*Aim of the task:*
Return every line below exactly as written.

[Saved entries]
____________________
PR #549, opened 2019-05-06
Fix use of variable templates in header

mhbliao:
- Add necessary `static` specifier to avoid multiple definition.

resolves SWDEV-188303

Summary of proposed changes:
- when variable template is used in header, it's necessary to add `static` specifier to avoid multiple definition errors during link if that header is included/used in multiple sources.
-  
-  
-

### DIFF
--- a/library/src/blas1/rocblas_amax_amin.h
+++ b/library/src/blas1/rocblas_amax_amin.h
@@ -98,15 +98,16 @@ struct rocblas_finalize_amax_amin
 };
 
 template <typename>
-constexpr char rocblas_iamaxmin_name[] = "unknown";
+static constexpr char rocblas_iamaxmin_name[] = "unknown";
 template <>
-constexpr char rocblas_iamaxmin_name<float>[] = "rocblas_isa" QUOTE(MAX_MIN);
+static constexpr char rocblas_iamaxmin_name<float>[] = "rocblas_isa" QUOTE(MAX_MIN);
 template <>
-constexpr char rocblas_iamaxmin_name<double>[] = "rocblas_ida" QUOTE(MAX_MIN);
+static constexpr char rocblas_iamaxmin_name<double>[] = "rocblas_ida" QUOTE(MAX_MIN);
 template <>
-constexpr char rocblas_iamaxmin_name<rocblas_float_complex>[] = "rocblas_ica" QUOTE(MAX_MIN);
+static constexpr char rocblas_iamaxmin_name<rocblas_float_complex>[] = "rocblas_ica" QUOTE(MAX_MIN);
 template <>
-constexpr char rocblas_iamaxmin_name<rocblas_double_complex>[] = "rocblas_iza" QUOTE(MAX_MIN);
+static constexpr char
+    rocblas_iamaxmin_name<rocblas_double_complex>[] = "rocblas_iza" QUOTE(MAX_MIN);
 
 // allocate workspace inside this API
 template <typename To, typename Ti>
--- a/library/src/include/utility.h
+++ b/library/src/include/utility.h
@@ -112,22 +112,22 @@ constexpr auto rocblas_datatype_string(rocblas_datatype type)
 }
 
 // return precision string for data type
-template <typename> constexpr char rocblas_precision_string                [] = "invalid";
-template <> constexpr char rocblas_precision_string<rocblas_half          >[] = "f16_r";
____________________
*Final answer:*
PR #549, opened 2019-05-06
Fix use of variable templates in header

mhbliao:
- Add necessary `static` specifier to avoid multiple definition.

resolves SWDEV-188303

Summary of proposed changes:
- when variable template is used in header, it's necessary to add `static` specifier to avoid multiple definition errors during link if that header is included/used in multiple sources.
-  
-  
-

### DIFF
--- a/library/src/blas1/rocblas_amax_amin.h
+++ b/library/src/blas1/rocblas_amax_amin.h
@@ -98,15 +98,16 @@ struct rocblas_finalize_amax_amin
 };
 
 template <typename>
-constexpr char rocblas_iamaxmin_name[] = "unknown";
+static constexpr char rocblas_iamaxmin_name[] = "unknown";
 template <>
-constexpr char rocblas_iamaxmin_name<float>[] = "rocblas_isa" QUOTE(MAX_MIN);
+static constexpr char rocblas_iamaxmin_name<float>[] = "rocblas_isa" QUOTE(MAX_MIN);
 template <>
-constexpr char rocblas_iamaxmin_name<double>[] = "rocblas_ida" QUOTE(MAX_MIN);
+static constexpr char rocblas_iamaxmin_name<double>[] = "rocblas_ida" QUOTE(MAX_MIN);
 template <>
-constexpr char rocblas_iamaxmin_name<rocblas_float_complex>[] = "rocblas_ica" QUOTE(MAX_MIN);
+static constexpr char rocblas_iamaxmin_name<rocblas_float_complex>[] = "rocblas_ica" QUOTE(MAX_MIN);
 template <>
-constexpr char rocblas_iamaxmin_name<rocblas_double_complex>[] = "rocblas_iza" QUOTE(MAX_MIN);
+static constexpr char
+    rocblas_iamaxmin_name<rocblas_double_complex>[] = "rocblas_iza" QUOTE(MAX_MIN);
 
 // allocate workspace inside this API
 template <typename To, typename Ti>
--- a/library/src/include/utility.h
+++ b/library/src/include/utility.h
@@ -112,22 +112,22 @@ constexpr auto rocblas_datatype_string(rocblas_datatype type)
 }
 
 // return precision string for data type
-template <typename> constexpr char rocblas_precision_string                [] = "invalid";
-template <> constexpr char rocblas_precision_string<rocblas_half          >[] = "f16_r";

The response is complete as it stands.